La posizione del Consorzio, quindi, ad avviso della Sez. IV, non poteva ritenersi di mera esecuzione di un provvedimento reso aliunde, ma quella di ente che ha preso parte attiva e determinante alle operazioni di occupazione dell'area.

(2) Cass. Sez. Unite 22 luglio 1999, n. 500, in www.giustamm.it, n. 7/1999; T.A.R. Abruzzo-Pescara, 23 settembre 1999, n. 750; per ulteriori riferimenti v. la pagina di approfondimento.

 

 

FATTO

Con ricorso notificato in data 22 maggio 1999, proposto dinanzi al Tribunale amministrativo regionale della Calabria, sede di Catanzaro, Capria Francesco e Capocasale Maria Teresa hanno chiesto la condanna del Consorzio per il nucleo di sviluppo industriale di Vibo Valentia e dell'Amministrazione Provinciale della stessa città al risarcimento dei danni patiti a seguito di occupazione d'urgenza di terreni di loro proprietà autorizzata con decreto n. 51 del 17 giugno 1998 del Dirigente dell'Ufficio tecnico della Provincia, notificato in data 22 luglio 1998 dal Commissario Straordinario del Consorzio industriale.

Gli stessi avevano già impugnato e ottenuto l'annullamento del provvedimento di occupazione d'urgenza con sentenza n. 192 del 17 febbraio 1999 dello stesso Tribunale.

Si è costituito nel giudizio il Consorzio intimato che ha eccepito l'inammissibilità del ricorso per difetto di legittimazione passiva di esso Consorzio, nullità della domanda, difetto di legittimazione attiva dei ricorrenti, oltre che infondatezza nel merito. Si è costituita anche l'Amministrazione Provinciale, che ha eccepito l'inammissibilità del ricorso e la sua infondatezza.

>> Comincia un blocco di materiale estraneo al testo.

Issue #2077, opened 2021-10-15
Command encoder released without endEncoding


kvark:
**Description**
Still getting these errors from Gecko sometimes.

**Repro steps**
None

**Expected vs observed behavior**
No Metal validation error is expected

**Extra materials**
https://bugzilla.mozilla.org/show_bug.cgi?id=1729648#c5

kpreid:
Here's a repro (of at least one way to get this error; I don't know if Gecko is hitting the same case I am, but I'm mentioning this here to hopefully avoid filing duplicate issues):

0. At wgpu commit 0b61a191244da0f0d987d53614a6698097a7622f
1. Take `wgpu/examples/hello-triangle`, perhaps.
2. Comment out `rpass.set_pipeline(&render_pipeline);` — i.e. submit a render pass without having specified the pipeline.

The results I get are:

```
[2022-04-23T22:20:09Z ERROR wgpu::backend::direct] Handling wgpu errors as fatal by default
thread 'main' panicked at 'wgpu error: Validation Error

Caused by:
    In a RenderPass
      note: encoder = `<CommandBuffer-(0, 1, Metal)>`
    In a draw command, indexed:false indirect:false
    render pipeline must be set

', wgpu/src/backend/direct.rs:2286:5
note: run with `RUST_BACKTRACE=1` environment variable to display a backtrace
-[_MTLCommandEncoder dealloc]:131: failed assertion `Command encoder released without endEncoding'
Abort trap: 6
```

By inserting logging, the assertion appears to occur while Rust is unwinding, unsurprisingly when `wgpu_hal::metal::CommandState` is dropping its `render` field of type `Option<mtl::RenderCommandEncoder>`. Experimentally adding the code

```rust
impl Drop for CommandEncoder {
    fn drop(&mut self) {
        if let Some(render) = self.state.render.take() {
            render.end_encoding();
        }
    }
}
```

to `wgpu_hal::metal::CommandEncoder` causes the program to finish panicking and exit without the assertion, but I haven't studied the code architecture and certainly can't say this is a correct general fix. (Presumably it at least should treat `blit` and `compute` similarly?)

RayMarch:
i encountered a very similar error today which might be related:
- i created a render pipeline with a `PrimitiveTopology::TriangleStrip` and `strip_index_format: Some(IndexFormat::Uint32)`.
- created a render pass, bound the pipeline
- bound an index buffer with mismatching index format `IndexFormat::Uint16`
[...]

Issue #543, opened 2020-03-30
supports_queue_family assertion fails, possibly because of two different gpus


Nejat:
I first ran across this while running the provided examples in the [coffee](https://github.com/hecrj/coffee) project using the `vulkan` feature ...

`thread 'main' panicked at 'assertion failed: suf.supports_queue_family(&adapter.raw.queue_families[0])', /home/nejat/.cargo/registry/src/github.com-1ecc6299db9ec823/wgpu-native-0.4.3/src/device.rs:2059:9`

> the examples work while using the `opengl` feature

Seeing that the assertion failure was in the [wgpu-native](https://crates.io/crates/wgpu-native) crate, I went back to test a program I wrote using the [Pixels](https://github.com/parasyte/pixels) project, which also depends on the same crate, and the project that was working before now has the same exact assertion failure as above.

There is one change in the system I'm using that might help point to what is causing this issue, but I have not been able to debug it.

Originally I had a single `RTX 2080 ti` when my Pixels based application worked. I recently added a second GPU, a `Radeon Pro WX 5100`. 

Is it possible the existence of two GPUs might be the cause of the assertion failure? 

This is all on `Pop!_OS 19.10`

kvark:
Thank you for filing! That's a tough issue here, and we need a good plan for that together with @Kangz. When you are requesting an adapter, we don't know what surface you'd want to use it with, so it may end up incompatible with the surface.
We could provide a way to find out if a surface can be used with this adapter, but we also need a way to let you pick the right one. So we may need something like a list of surfaces passed in (or at least a single surface), to which an adapter has to be able to present to, at the time an adapter is requested...
Filed https://github.com/webgpu-native/webgpu-headers/pull/39 to discuss an upstream solution.

Nejat:
Excuse me if I'm over simplifying it, I do not mean to trivialize the complexity of the issue, especially knowning that Vulkan provides a much lower level interface, however could the answer be found in how OpenGL or DX12 handle the issue? 

Not only does the OpenGL version initialize on this machine with two different GPUs, I can drag the window from one GPU display to the other. 

Just a thought.

kvark:
@Nejat I can tell you how :)
-  OpenGL doesn't allow you to create a device without a surface to begin with
- DX12 and Vulkan have an explicit check for a surface being compatible with an adapter, and they expose all adapters at once

[...]

PR #4023, opened 2023-08-09
Prevent Metal from crashing when a still-open encoder is deallocated, resolve issue #2077.

bradwerth:
**Checklist**

- [x] Run `cargo clippy`.

**Connections**
None

**Description**
Metal requires that a MTLCommandEncoder must be closed before it is deallocated, otherwise Metal will assert that endEncoding was not called. This manifests as a crash in CTS tests that might otherwise be failures or timeouts.

**Testing**
CTS tests that are expected fail on Metal will no longer crash.


CHANGELOG.md
```diff
@@ -87,7 +103,7 @@ This release was fairly minor as breaking changes go.
 
 #### `wgpu` types now `!Send` `!Sync` on wasm
 
-Up until this point, wgpu has made the assumption that threads do not exist on wasm. With the rise of libraries like [`wasm_thread`](https://crates.io/crates/wasm_thread) making it easier and easier to do wasm multithreading this assumption is no longer sound. As all wgpu objects contain references into the JS heap, they cannot leave the thread they started on. 
+Up until this point, wgpu has made the assumption that threads do not exist on wasm. With the rise of libraries like [`wasm_thread`](https://crates.io/crates/wasm_thread) making it easier and easier to do wasm multithreading this assumption is no longer sound. As all wgpu objects contain references into the JS heap, they cannot leave the thread they started on.
```
ErichDonGubler, line 120: trivia: olol, trailing space. CC @valaphee.

wgpu-hal/src/metal/command.rs
ErichDonGubler, line 1: nitpick(non-blocking): Can we please cite sources in the commit message changing this file? The need for this wasn't obvious before, and I haven't found any place that documents this assertion directly yet. It's not necessary, but it'd be nice.

---

In the OP: 

> Metal requires that a MTLCommandEncoder must be closed before it is deallocated, otherwise Metal will assert that endEncoding was not called. This manifests as a crash in CTS tests that might otherwise be failures or timeouts.

Context from the [Mozilla bug we have for this](https://bugzilla.mozilla.org/show_bug.cgi?id=1846366) that seems relevant:

> In the macOS implementation, this leaves the encoder in an unexpected state that causes an assertion when the encoder is deallocated. It possibly could cause problems for other platforms.
> 
> This avoids a Metal assertion 'Command encoder released without endEncoding'.

[Relevant Apple documentation](https://developer.apple.com/documentation/metal/mtlcommandencoder) that…doesn't directly imply that this is necessary (ugh, Apple, y u no document this?), but which might be good to at least link to:

> While a command encoder is active, it has the exclusive right to append commands to its command buffer. Once you finish encoding commands, call the [`endEncoding()`](https://developer.apple.com/documentation/metal/mtlcommandencoder/1458038-endencoding) method to finish encoding the commands. To write further commands into the same command buffer, create a new command encoder.

CHANGELOG.md
```diff
@@ -38,6 +38,14 @@ Bottom level categories:
...
 -->
 
+By @bradwerth in [#4203](https://github.com/gfx-rs/wgpu/pull/4023)
+
+### Bug Fixes
+
+#### Metal
+
+- Ensure that MTLCommandEncoder calls endEncoding before it is deallocated.
+
```
ErichDonGubler: nitpick(blocking): Whoa, this `CHANGELOG` entry is unexpectedly formatted. Right now, you have outside of the `Unreleased` section:

```md
$credits

$section_headers

- $desc
```

Looks like you need to do at least:

1. Merge with the already existing `Bug Fixes` section below, inside of `Unreleased`.
2. Rearrange your content to be:

  ```
  $section_headers

  - $desc $credits 
  ```

@teoxoy's has an example of this below, if it helps.

wgpu-hal/src/metal/command.rs
ErichDonGubler, line 1: question: In Bugzilla, you mention:

> In the macOS implementation, [this is a problem]. It possibly could cause problems for other platforms.

Is trying to solve this problem for other platforms something you intend to resolve or track in another place?

CHANGELOG.md
```diff
@@ -38,6 +38,14 @@ Bottom level categories:
 - Hal
 -->
 
+By @bradwerth in [#4203](https://github.com/gfx-rs/wgpu/pull/4023)
```
kpreid: This line should be at the end of the section, not before it, and the whole section should go in the Bug Fixes section under `## Unreleased`, not above it.

ErichDonGubler (changes requested):
This change makes sense to me; I think the shape of it might change a bit, but using `Drop` to implment this seems like an elegant way to solve the problem.

If it weren't for the `CHANGELOG` entry, I'd "only" be leaving a `Comment` review, not a `Request changes` review.

kpreid (commented):
Does this PR fix #2077 and particularly the repro case I described in <https://github.com/gfx-rs/wgpu/issues/2077#issuecomment-1107660896> ?

If so, it should be mentioned in the PR description.

CHANGELOG.md
ErichDonGubler: Mid-air collision! 😆 I opened a similar conversation about this: https://github.com/gfx-rs/wgpu/pull/4023#discussion_r1289303065

wgpu-hal/src/metal/command.rs
cwfitzgerald: I would much rather these sources be in the source code itself, otherwise they'll get lost to time

bradwerth: No. For now, there's only evidence that Metal has problems with the failure to call end_encoding. I'm not sure it's necessary to move this to the superclass, and if it is necessary, it's easy enough to do when the need is identified.

jimblandy (changes requested):
This needs a test case, probably in `tests/tests/encoder.rs`.

jimblandy:
@ErichDonGubler [asked](https://github.com/gfx-rs/wgpu/pull/4023#discussion_r1289308235): 
> Is trying to solve this problem for other platforms something you intend to resolve or track in another place?

As long as the fix is in `wgpu-core`, the encoders will get closed on all backends, as `wgpu-core` is simply driving whatever `wgpu_hal::Api` implementation you gave it.

Perhaps the right place to document this requirement is in `wgpu-hal/src/lib.rs`. I would like that file to start recording the invariants that `wgpu-core` works so hard to ensure. @cwfitzgerald, does that sound right to you?

ErichDonGubler:
@jimblandy: I'm confused. Why are we talking about `wgpu-core`? This fix _isn't_ in `wgpu-core`; this is a `wgpu-hal` change specific to the `metal` module family.

wgpu-hal/src/metal/command.rs
```diff
@@ -21,6 +21,26 @@ impl Default for super::CommandState {
...
+        // encoders we are tracking. Redundant calls appear to be harmless.
+        if let Some(ref encoder) = self.blit {
+            encoder.end_encoding();
+        }
+        if let Some(ref encoder) = self.render {
+            encoder.end_encoding();
+        }
+        if let Some(ref encoder) = self.compute {
+            encoder.end_encoding();
+        }
```
ErichDonGubler: question(blocking): Is there a reason that this `Drop` isn't implemented for the individual `{Blit,Render,Compute}Encoder` types themselves?

jimblandy:
> @jimblandy: I'm confused. Why are we talking about `wgpu-core`? This fix _isn't_ in `wgpu-core`; this is a `wgpu-hal` change specific to the `metal` module family.

Sorry - Brad had shown me an earlier version of this patch that addressed the problem in generic code. This PR is completely different from that. This is indeed a Metal-only fix.

wgpu-hal/src/metal/command.rs
```diff
@@ -21,6 +21,26 @@ impl Default for super::CommandState {
     }
 }
 
+impl Drop for super::CommandState {
+    fn drop(&mut self) {
+        // Metal asserts when a MTLCommandEncoder is deallocated without a call
+        // to endEncoding. This isn't documented at
+        // https://developer.apple.com/documentation/metal/mtlcommandencoder?language=objc
```
jimblandy: Oh, I found the rule in the docs here:
https://developer.apple.com/documentation/metal/mtlcomputecommandencoder#overview

> You must always call [endEncoding()](https://developer.apple.com/documentation/metal/mtlcommandencoder/1458038-endencoding) before the encoder is released or before creating another encoder.

jimblandy: That's just for `MTLComputeCommandEncoder`. There does not seem to be a similar rule mentioned in the corresponding sections for `MTLRenderCommandEncoder` or `MTLBlitCommandEncoder`, but our crashes certainly establish that a similar rule holds for them as well.

wgpu-hal/src/metal/command.rs
jimblandy: Those types are defined by the `metal` crate. I think the usage rule that encoders must have `endEncoding` called before they are released falls under the category of things that `metal`'s users should be responsible for, not things that `metal` itself should track and take care of internally.

jimblandy: This looks an awful lot like the `discard_encoding` method. Could we just call that?

jimblandy (changes requested):

jimblandy:
It seems like wgpu-hal's Vulkan backend doesn't have any similar requirement: `wgpu_hal::vulkan::Device::destroy_command_encoder` calls [`vkDestroyCommandPool`](https://registry.khronos.org/vulkan/specs/1.3-extensions/html/vkspec.html#vkDestroyCommandPool), which only seems to require that none of the `vkCommandBuffer`s in the pool be actively in use by the GPU (the ["pending"](https://registry.khronos.org/vulkan/specs/1.3-extensions/html/vkspec.html#commandbuffers-lifecycle) state). 

But it's a little hard to follow, which is one reason I'd like to have a test case in this PR that runs on all platforms but reproduces the problem on Metal.

wgpu-hal/src/metal/command.rs
bradwerth: It's a bit obfuscated, but yes `discard_encoding` does these steps, and then also sets `raw_cmd_buf` to `None`. That seems fine, and I'll change the `Drop` implementation to call that function instead.

bradwerth:
From the failures in the attempted merge, it appears that DX12 is failing the new test and therefore needs a similar intervention. The DX12 error is `ID3D12CommandAllocator::Reset: The command allocator cannot be reset because a command list is currently being recorded with the allocator. [ EXECUTION ERROR #543: COMMAND_ALLOCATOR_CANNOT_RESET]`. That sounds very much like the Metal issue with failing to call endEncoding. I'll move the Drop implementation further up the class hierarchy so it covers all adapters.

wgpu-hal/src/metal/command.rs
```diff
@@ -1054,3 +1055,17 @@ impl crate::CommandEncoder<super::Api> for super::CommandEncoder {
...
 }
+
+impl Drop for super::CommandEncoder {
+    fn drop(&mut self) {
+        // Metal asserts when a MTLCommandEncoder is deallocated without a call
+        // to endEncoding. This isn't documented at
+        // https://developer.apple.com/documentation/metal/mtlcommandencoder?language=objc
+        // but it manifests as a crash with the message 'Command encoder released without
+        // endEncoding'. To prevent this, we explicitiy call discard_encoding, which
+        // calls end_encoding on any still-held metal::CommandEncoders.
```
cwfitzgerald: I understand your use of the verb `asserts` here means "to raise an assert", but reads initially as "metal guarantees" 

```suggestion
        // Metal requires that a MTLCommandEncoder is ended before being deallocated.
        // This isn't documented at
        // https://developer.apple.com/documentation/metal/mtlcommandencoder?language=objc
        // but it manifests as a crash with the message 'Command encoder released without
        // endEncoding'. To prevent this, we explicitiy call discard_encoding, which
        // calls end_encoding on any still-held `metal::CommandEncoders`.
```

cwfitzgerald (commented):
LGTM after nit

cwfitzgerald:
D3D12 isn't happy with this change, unfortunately:

> [2023-08-16T13:41:19Z ERROR wgpu_hal::auxil::dxgi::exception] ID3D12CommandAllocator::Reset: The command allocator cannot be reset because a command list is currently being recorded with the allocator. [ EXECUTION ERROR #543: COMMAND_ALLOCATOR_CANNOT_RESET]

bradwerth:
> I'll move the Drop implementation further up the class hierarchy so it covers all adapters.

Since all the superclass implementations were empty, I just re-implemented it for DX12.

wgpu-hal/src/dx12/command.rs
```diff
@@ -1192,3 +1193,13 @@ impl crate::CommandEncoder<super::Api> for super::CommandEncoder {
...
     }
 }
+
+impl Drop for super::CommandEncoder {
+    fn drop(&mut self) {
+        // DX12 throws an exception when an encoder is dropped without being closed.
+        // To prevent this, we explicitiy call discard_encoding.
+        unsafe {
+            self.discard_encoding();
+        }
```
ErichDonGubler: 🎤Registering @cwfitzgerald's [concern](https://github.com/gfx-rs/wgpu/pull/4023#issuecomment-1680915302) as a spanned conversation.

ErichDonGubler (commented):
LGTM, minus Connor's [concern](https://github.com/gfx-rs/wgpu/pull/4023#issuecomment-1680915302).

wgpu-hal/src/dx12/command.rs
ErichDonGubler: Hmm, this `Drop` implementation appears to cause at least one compile regression in CI: https://github.com/gfx-rs/wgpu/actions/runs/5882808070/job/15954619239?pr=4023

wgpu-hal/src/metal/command.rs
jimblandy: We still need the link I found mentioned in the comment.

bradwerth:
I'm not confident I'll be able to resolve the DX12 test failure with my setup in a reasonable time. I think I will disable the new test for DX12 in this PR, and treat it as a follow-up issue for somebody who is in a better position to fix it.

jimblandy (approved):
Looks fantastic.

Please file a follow-up issue for fixing the test on DX12. You can just leave it for others to triage.

jimblandy:
There's an unrelated timeout on mach aarch64. I'm going to try re-running, and if it goes away we'll rebase and merge this.

jimblandy:
I filed #4096 for the aarch64 timeout.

Il Tribunale amministrativo, con decisione n. 891 pubblicata in data 29 giugno 2000, rigettata la domanda proposta nei confronti dell'Amministrazione Provinciale e affermata la responsabilità del Consorzio, ha condannato quest'ultimo al risarcimento dei danni procurati, con esclusione di quelli morali, e ha fissato termini e criteri per la liquidazione in sede amministrativa.

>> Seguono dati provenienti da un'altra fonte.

Issue #3896, opened 2023-06-29
Shader Debug Flag


wicast:
**Is your feature request related to a problem? Please describe.**
I want to have the ability to debug spv output, since it is very useful feature in Renderdoc

**Describe the solution you'd like**
add a debug symbol generation flag to `ShaderModuleDescriptor` to control it, also the `include_wgsl!` macro

**Additional context**
the inital spv debug feature is merged recently: [2379](https://github.com/gfx-rs/naga/pull/2379) and Renderdoc is able to use wgsl as source code(see that PR's attachments).

PR #4028, opened 2023-08-10
feat(spv): shader debug option

wicast:
**Checklist**

- [x] Run `cargo clippy`.

**Connections**
https://github.com/gfx-rs/wgpu/issues/3896

**Description**
Generate shader debug info for spv

**Testing**
There are some spv level tests in naga already. Testing with frame debugger is hard to make an autotest. 

So the following step needs done by hands:
add debug flag to the shader macro `wgpu::include_wgsl!("shader.wgsl", true));` or use struct
```rust
wgpu::ShaderModuleDescriptor {
        label: Some("shader.wgsl"),
        source: wgpu::ShaderSource::Wgsl(Cow::Borrowed(include_str!("shader.wgsl"))),
        debug: true,
    }
```
Make sure wgpu is using Vulkan backend.
Launch compiled exe from Renderdoc and capture a frame and trigger the shader debugger via vertex or pixel.
press F10 to step over and F10+shift to step back.
图片

Test on Win10 19045.3324, Nvidia.

I also tried other debugger like PIX, Nsight, but only Renderdoc support vulkan+spv debug.

I'll test Linux+Renderdoc later.


wgpu-core/src/device/resource.rs
```diff
@@ -1276,6 +1276,19 @@ impl<A: HalApi> Device<A> {
                 .contains(wgt::DownlevelFlags::MULTISAMPLED_SHADING),
         );
 
+        let debug_source = if desc.debug {
+            Some(hal::DebugSource {
+                file_name: Cow::Owned(
+                    desc.label
+                        .as_ref()
+                        .map_or("shader".to_string(), |l| l.to_string()),
```
Wumpf, line 1325: a bit of a stretch to use this as a filename 🤔

Wumpf (commented):
Given that this flag only applies to spirv-out I'm wondering we could find another way to specify this instead of putting it on every `ShaderModuleDescriptor`

That said, maybe this is something we could expose for more inputs - @teoxoy can you comment on that? If we can make more use of that it's surely a useful pattern, otherwise I'm a bit on the fence, but still pondering what might be better there. We should definitely expose this _somehow_

wgpu-core/src/device/resource.rs
wicast: I can't determ whether the origin source is really a wgsl or glsl, or we just use "shader.wgsl" for default?

wicast:
> Given that this flag only applies to spirv-out I'm wondering we could find another way to specify this instead of putting it on every `ShaderModuleDescriptor`
> 
> That said, maybe this is something we could expose for more inputs - @teoxoy can you comment on that? If we can make more use of that it's surely a useful pattern, otherwise I'm a bit on the fence, but still pondering what might be better there. We should definitely expose this _somehow_

Honestly I have the same thought on it while writing, but I didn't want to changing the `create_shader_module` api too much at the time.

Now I have two idea:

1. add another option struct for `create_shader_module`.
2. add another api on device like `set_shader_compile_option`, every call on `create_shader_module` will query this option.

i vote for the second plan, because this will leave `create_shader_module` unchanged and you don't need to set a debug flag on every shader creation.

cwfitzgerald:
This kind of switch shows up in multiple places and is likely okay being a instance level switch for all shaders from the instance. 

We have a couple things that we want to be able to adjust on the instance level, including turning on/off underlying-api validation, debug labels, and graphics debugger integrations. I'm going to make a instance flags in a PR shortly and this can use that.

cwfitzgerald:
Ping from triage

teoxoy:
Sorry for taking a while to respond on this but I think what @cwfitzgerald has in mind sounds good to me.

cwfitzgerald:
To clarify, I will implement the flags in general very soon, then you can merge on top of that work

jimblandy:
Firefox wants this. We want to be able to enable the backend's debugging layers in non-debug Firefox builds, for fuzzing and things like that.

cwfitzgerald:
https://github.com/gfx-rs/wgpu/issues/2316 is the main issue for the flags

cwfitzgerald:
#4230 has now landed, giving you a flag to latch onto!

wicast:
> #4230 has now landed, giving you a flag to latch onto!

sure! I will take some time to integrate

nical:
https://github.com/gfx-rs/wgpu/pull/4246 adds the plumbing to access the instance flags from the instance or the device.

deno_webgpu/shader.rs
```diff
@@ -43,6 +43,7 @@ pub fn op_webgpu_create_shader_module(
     let descriptor = wgpu_core::pipeline::ShaderModuleDescriptor {
         label: label.map(Cow::from),
         shader_bound_checks: wgpu_types::ShaderBoundChecks::default(),
+        debug: false,
```
crowlKats: could an env var be added for this? Something along the lines of `DENO_WEBGPU_DEBUG_SHADERS` (and documented in the readme).

wicast: I've done integration with instance flags and this field is removed. But I can't find how to control the flags after creating the instance. Or could I add a debug env to control shader compile?

cwfitzgerald: Yeah, an env var handled by a utility function in wgpu::util seems like the way to go.

cwfitzgerald: The expectation is that you make the decision once on instance creation - these things aren't harmful once on, and you know ahead of time if you might need debug information.

wicast: > Yeah, an env var handled by a utility function in wgpu::util seems like the way to go.

There is a `WGPU_DEBUG` env i found which can control shader compile. What can i do to deal with deno?

cwfitzgerald: DENO is the WGPU env but with DENO on the front

wicast: > DENO is the WGPU env but with DENO on the front

What I mean is deno test is using the `state` to get an instance
```rust
let instance = state.borrow::<super::Instance>();
```
How can I affect this by a DENO_WEBGPU_DEBUG_SHADERS env?

crowlKats: given that there are InstanceFlags now and it handles multiple usecases, I'll take care of this in the coming days myself, so this isn't something this PR needs to deal with

cwfitzgerald (approved):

Avverso detta pronuncia ha interposto appello lo stesso Consorzio, che ha ritenuto la sentenza parziale, lacunosa e frutto di erronea rappresentazione della realtà. Nel gravame notificato in data 9 ottobre 2000, richiamati tutte le eccezioni e i rilievi esposti in primo grado, ha dedotto i seguenti motivi.

Nella sentenza è stata ritenuta la legittimazione passiva del Consorzio, ma non è stato chiarito in cosa consisterebbe la responsabilità di tale ente, che si è limitato a porre in essere un'attività a contenuto vincolato, consistente nella mera comunicazione alla ditta assegnataria dell'immobile del decreto di occupazione emanato da altra Autorità. Peraltro, la concreta acquisizione materiale del bene è avvenuta per mano della ditta privata, alla quale il Consorzio ha pure comunicato, appena avuta informativa dell'apposizione del vincolo ambientale sull'immobile, la sospensione dell'assegnazione. In ogni caso, gli atti consortili ritenuti pregiudizievoli sono stati adottati prima dell'adozione del vincolo ambientale, cioè prima della circostanza che costituisce causa giuridica della domanda risarcitoria.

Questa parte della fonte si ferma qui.